Desse modo as barreiras que impedem o edema alveolar são perdidas havendo o
escape de proteínas do espaço intravascular para o espaço intersticial,
alterando a integridade do sufactante, com lesão adicional ao tecido e colapso
alveolar. Como consequência as agressões pulmonares, alterações
histopatológicas se estabelecem como: diminuição da complacência pulmonar,
alteração da relação V/Q, extensas áreas de shunt e hipertensão pulmonar.
A
mortalidade varia de acordo com os fatores de risco que levaram ao
desenvolvimento da SDRA. Os pacientes que possuem um prognóstico mais favorável
são aqueles que a síndrome é causada por traumas, estes apresentam apenas discretas alterações da
função pulmonar e no decorrer do tempo, mostram-se assintomáticos, na maioria
dos casos. Contudo o risco é maior em pacientes que apresentam
gravidade da hipoxemia e fatores etiológicos como pneumonia, sepse e choque
circulatório.
O
tratamento baseia-se em medidas de suporte e tratamento dirigido para as causas
desencadeantes, como a necessidade de suporte ventilatório invasivo e o uso de
antibióticos em caso de quadros sépticos ou tratamento cirúrgico de focos
infecciosos abdominais respectivamente. O uso de aminas vasoativas é indicado
para estabilidade hemodinânica. Devem ser evitadas a hiperhidratação que pode
agravar o edema pulmonar e a hipoxemia.
Referências Bibliográficas
1.
Pinheiro, Bruno Valle, et al. "Precisão do diagnóstico clínico da síndrome
do desconforto respiratório agudo quando comparado a achados. de
necropsia." J Bras Pneumol 33.4 (2007): 423-28.
2.
Galhardo, Fabíola Paula Lovetro, and José Antônio Baddini Martinez.

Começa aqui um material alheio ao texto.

PR #2449, opened 2018-08-06
Use an expiration strategy depending on expiration policy

henri-tremblay:
This gives about 5% performance gain when no expiration is set and the SystemTimeSource is used. To get better, some further work is required on the `OnHeapValueHolder`.

### DIFF
--- a/impl/src/main/java/org/ehcache/impl/internal/store/heap/OnHeapStore.java
+++ b/impl/src/main/java/org/ehcache/impl/internal/store/heap/OnHeapStore.java
@@ -1378,15 +1378,8 @@ public class OnHeapStore<K, V> extends BaseStore<K, V> implements HigherCachingT
     Objects.requireNonNull(oldValue);
     Objects.requireNonNull(newValue);
 
-    Duration duration = Duration.ZERO;
-    try {
-      duration = expiry.getExpiryForUpdate(key, oldValue, newValue);
-      if (duration != null && duration.isNegative()) {
-        duration = Duration.ZERO;
-      }
-    } catch (RuntimeException re) {
-      LOG.error("Expiry computation caused an exception - Expiry duration will be 0 ", re);
-    }
+    Duration duration = strategy.getUpdateDuration(key, oldValue, newValue);
+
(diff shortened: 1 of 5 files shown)


impl/src/main/java/org/ehcache/impl/internal/store/heap/OnHeapStrategy.java
```diff
@@ -0,0 +1,262 @@
...
+          duration = Duration.ZERO;
+        }
+      } catch (RuntimeException re) {
+        LOG.error("Expiry computation caused an exception - Expiry duration will be 0 ", re);
+        duration = Duration.ZERO;
+      }
+      return duration;
+    }
+
+    public OnHeapValueHolder<V> setAccessTimeAndExpiryThenReturnMappingUnderLock(K key, OnHeapValueHolder<V> valueHolder, long now,
```
chrisdennis: This "UnderLock" in this method name is odd in this context. Ut's odd that the name refers to a contract detail related to the calling class.

henri-tremblay:
Both works are not related. However, we can hold of if you think it's better. But why would it be more dangerous now than later? It's more a it works or not.

impl/src/main/java/org/ehcache/impl/internal/store/heap/OnHeapStore.java
```diff
@@ -1289,44 +1292,15 @@ public boolean equals(Object obj) {
   }
 
   private void setAccessTimeAndExpiryThenReturnMappingOutsideLock(K key, OnHeapValueHolder<V> valueHolder, long now) {
```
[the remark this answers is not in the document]
henri-tremblay: Yes

impl/src/main/java/org/ehcache/impl/internal/store/heap/OnHeapStrategy.java
henri-tremblay: Ok. I found something

henri-tremblay:
@chrisdennis Can you revisit and tell me if we can merge now?

PR #2452, opened 2018-08-08
Closes #2451 - ignore unresolvable optional dependencies that are present on the classpath

### LINKED ISSUE #2451: Regression between 3.5.2 and master : Failed to find provider with satisfied dependency set for interface
I used to be able to run such code with 3.5.2 : 

```
DefaultManagementRegistryConfiguration managementRegistryConfiguration = new DefaultManagementRegistryConfiguration()
        .setCacheManagerAlias(CM_NAME);
DefaultManagementRegistryService managementRegistry = new DefaultManagementRegistryService(managementRegistryConfiguration);
    managementRegistryConfiguration.addTags("pif", "paf", "pouf");

    CacheManagerBuilder cacheManagerBuilder = CacheManagerBuilder.newCacheManagerBuilder()
        .using(managementRegistry);
    CacheManager cacheManager = cacheManagerBuilder.build();

```

Now, (current master), it will throw when ```cacheManagerBuilder.build()``` is called: 

```
Exception in thread "main" java.lang.IllegalStateException: org.ehcache.core.internal.service.ServiceLocator$DependencyException: Failed to find provider with satisfied dependency set for interface org.ehcache.clustered.client.service.EntityService [candidates []]
	at org.ehcache.core.internal.service.ServiceLocator$DependencySet.build(ServiceLocator.java:321)
	at org.ehcache.core.EhcacheManager.resolveServices(EhcacheManager.java:146)
	at org.ehcache.core.EhcacheManager.<init>(EhcacheManager.java:119)
	at org.ehcache.core.EhcacheManager.<init>(EhcacheManager.java:109)
	at org.ehcache.config.builders.CacheManagerBuilder.newCacheManager(CacheManagerBuilder.java:114)
	at org.ehcache.config.builders.CacheManagerBuilder.build(CacheManagerBuilder.java:70)
	at AnthonyClient.start(AnthonyClient.java:107)
	at AnthonyClient.main(AnthonyClient.java:47)
Caused by: org.ehcache.core.internal.service.ServiceLocator$DependencyException: Failed to find provider with satisfied dependency set for interface org.ehcache.clustered.client.service.EntityService [candidates []]
	at org.ehcache.core.internal.service.ServiceLocator$DependencySet.lookupService(ServiceLocator.java:363)
	at org.ehcache.core.internal.service.ServiceLocator$DependencySet.lookupDependenciesOf(ServiceLocator.java:327)
	at org.ehcache.core.internal.service.ServiceLocator$DependencySet.build(ServiceLocator.java:302)
	... 7 more
```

"Síndrome do desconforto respiratório agudo." Medicina
(Ribeirao Preto. Online) 36.2/4 (2003): 248-256.
3.
Barbas, Carmen Sílvia Valente. "Lesão pulmonar aguda e síndrome do
desconforto respiratório agudo: dificuldades diagnósticas." Jornal
Brasileiro de Pneumologia 33.4 (2007): 25-26.
4.
Antoniazzi, Paulo, et al. "Síndrome da angústia respiratória aguda
(SARA)." Medicina (Ribeirao Preto. Online) 31.4 (1998):
493-506.
5.
Amato, Marcelo BP, et al. "Ventilação mecânica na lesão pulmonar aguda
(LPA)/Síndrome do desconforto respiratório agudo (SDRA)." Jornal
Brasileiro de Pneumologia 33 (2007): 119-127.